Linas S L, Dickmann D
Kidney Int. 1982 May;21(5):757-64. doi: 10.1038/ki.1982.94.
Although chronic potassium deficiency is a common clinical problem, the hemodynamic consequences of chronic sustained potassium depletion have not been clearly delineated. In this study, the hemodynamic consequences of chronic potassium depletion were evaluated in the conscious rat. Potassium-depleted rats had a decrease in mean arterial pressure which was caused by a decrease in systemic vascular resistance. In association with these changes in systemic hemodynamics, renal blood flow (RBF) was also decreased. The decreased renal blood flow was caused by an increased renal vascular resistance (RVR). Because plasma renin activity was increased the role of angiotensin II as a renal vasoconstrictor was evaluated by utilizing two angiotensin antagonists. Although the administration of saralasin to potassium-depleted rats did not alter systemic hemodynamics, RVR was decreased and RBF was increased. Similar results were obtained with the converting enzyme inhibitor teprotide. Because products of endoperoxide metabolism may cause renal vasoconstriction, the role of prostaglandins and thromboxanes as renal vasoconstrictors were evaluated by utilizing cyclo-oxygenase and thromboxane synthetase inhibitors. None of these agents altered systemic hemodynamics. Following the administration of indomethacin, RVR was decreased and RBF was increased in potassium-depleted rats. Similar results were obtained with another cyclo-oxygenase inhibitor, meclofenamate, and with imidazole, an inhibitor of thromboxane synthetase. Because neither angiotensin II nor products of endoperoxide metabolism could alone account for the increased renal vascular resistance of potassium depletion, studies were performed in potassium-depleted rats treated with indomethacin plus either saralasin or teprotide. In these potassium-depleted animals, renal blood flow was restored to normal. In conclusion, the decrease in renal blood flow and the increase in renal vascular resistance in potassium depletion is mediated by angiotensin II and a product of prostaglandin endoperoxide metabolism, most likely, thromboxane.

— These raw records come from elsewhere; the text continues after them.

PR #9608, opened 2026-01-14
Implement remaining quantile methods: inverted_cdf, averaged_inverted…

### LINKED ISSUE #6229: Support more interpolation methods in `cupy.percentile` and `cupy.quantile`

Harishjitu:
…_cdf, closest_observation, interpolated_inverted_cdf

Add support for the final four quantile estimation methods from NumPy 1.22:
- inverted_cdf (H&F type 1): Discontinuous, takes j if g > 0, else i
- averaged_inverted_cdf (H&F type 2): Discontinuous, takes j if g > 0, else average(i, j)
- closest_observation (H&F type 3): Discontinuous, rounds to nearest observation
- interpolated_inverted_cdf (H&F type 4): Continuous with alpha=0, beta=1

Closes #6229

### DIFF
--- a/cupy/_statistics/order.py
+++ b/cupy/_statistics/order.py
@@ -13,10 +13,11 @@ from cupy._logic import content
 # Quantile method parameters (alpha, beta) from Hyndman & Fan (1996)
 # Used for continuous interpolation methods in percentile/quantile
 _QUANTILE_PARAMS = {
-    'hazen': (0.5, 0.5),            # H&F type 5
-    'weibull': (0, 0),              # H&F type 6
-    'median_unbiased': (1/3, 1/3),  # H&F type 8
-    'normal_unbiased': (3/8, 3/8),  # H&F type 9
+    'interpolated_inverted_cdf': (0, 1),  # H&F type 4
+    'hazen': (0.5, 0.5),                  # H&F type 5
+    'weibull': (0, 0),                    # H&F type 6
+    'median_unbiased': (1/3, 1/3),        # H&F type 8
+    'normal_unbiased': (3/8, 3/8),        # H&F type 9
 }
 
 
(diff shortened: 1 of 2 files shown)


BarnikRB:
but the tests have not been implemented

cupy/_statistics/order.py
```diff
@@ -234,12 +235,56 @@ def _quantile_unchecked(a, q, axis=None, out=None,
...
+        )(idx_i, idx_j, g, ap, ap.shape[-1] if ap.ndim > 1 else 0, ret)
+        ret = cupy.rollaxis(ret, -1)
+
+        if zerod:
+            ret = ret.squeeze(0)
+        if keepdims:
+            if q.size > 1:
+                keepdim = (-1,) + keepdim
+            ret = ret.reshape(keepdim)
+        return _core._internal_ascontiguousarray(ret)
```
seberg, line 280: Sorry for the late reply.  While the custom kernel may be a bit faster, I would prefer to do what NumPy does (roughly speaking) and prepare `indices` in a way that the generic code path works fine.

(We can discuss adding it if you think it's worthwhile, my initial feeling is that we would need to do a lot more in the kernel for it to be and even the the difference may be small.)

cupy/_statistics/order.py
```diff
@@ -234,12 +235,56 @@ def _quantile_unchecked(a, q, axis=None, out=None,
...
+
+    elif method == 'closest_observation':
+        # H&F type 3: Round to nearest observation
+        virtual_indices = q * Nx
+        indices = cupy.around(virtual_indices) - 1
```
seberg, line 285: I think this is good, might be nice to confirm that we have a test that hits the rounding points, i.e. `virtual_indices` is always exactly `0.5, 1.5, 2.5`.
(The direction of rounding doesn't have to match NumPy strictly to be fair, so this may be more curiosity. -- The NumPy code doesn't actually use `around` and I am not sure why, it seems to do a manual round-to-even, but that is what `around` should be doing.)

PR #9621, opened 2026-01-19
BUG: Fix RandomState thread safety (and memory initialization)

seberg:
This adds a lock to the RandomState and refactors it to be thread-safe. Technically, the lock on the `_generator` should only be needed on free-threaded Python.
However, compared to the full overhead, adding the lock seems relatively small, so I figured it is worth the simplicity/clarity.

Running the test on it's own did flush out a mistake in my thinking. The critical section in the memory-pool init was not sufficient (it seems it got released in the tuple expression).

### DIFF
--- a/cupy/cuda/memory.pyx
+++ b/cupy/cuda/memory.pyx
@@ -1604,17 +1604,18 @@ cdef class MemoryPool:
             allocator = _malloc
         self._allocator = allocator
 
-    @cython.critical_section  # ensure we are only one setting _pools
     cdef _ensure_pools_and_return_device_pool(self):
-        if self._pools is None:
-            # It would actually be OK if we create pools more than once
-            # as long we do not set `self._pools` exactly once and always
-            # return the pool from those in `self._pools`.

尽管慢性钾缺乏是一个常见的临床问题,但慢性持续性钾耗竭对血流动力学的影响尚未明确界定。在本研究中,对清醒大鼠慢性钾耗竭的血流动力学影响进行了评估。钾缺乏的大鼠平均动脉压降低,这是由全身血管阻力降低所致。与这些全身血流动力学变化相关的是,肾血流量(RBF)也降低。肾血流量降低是由肾血管阻力(RVR)增加引起的。由于血浆肾素活性增加,利用两种血管紧张素拮抗剂评估了血管紧张素II作为肾血管收缩剂的作用。尽管给钾缺乏的大鼠注射沙拉新并未改变全身血流动力学,但肾血管阻力降低,肾血流量增加。使用转化酶抑制剂替普罗肽也得到了类似的结果。由于内过氧化物代谢产物可能导致肾血管收缩,利用环氧化酶和血栓素合成酶抑制剂评估了前列腺素和血栓素作为肾血管收缩剂的作用。这些药物均未改变全身血流动力学。给钾缺乏的大鼠注射吲哚美辛后,肾血管阻力降低,肾血流量增加。使用另一种环氧化酶抑制剂甲氯芬那酸以及血栓素合成酶抑制剂咪唑也得到了类似的结果。由于血管紧张素II和内过氧化物代谢产物均不能单独解释钾缺乏时肾血管阻力的增加,因此对用吲哚美辛加沙拉新或替普罗肽治疗的钾缺乏大鼠进行了研究。在这些钾缺乏的动物中,肾血流量恢复正常。总之,钾缺乏时肾血流量的减少和肾血管阻力的增加是由血管紧张素II和前列腺素内过氧化物代谢产物(很可能是血栓素)介导的。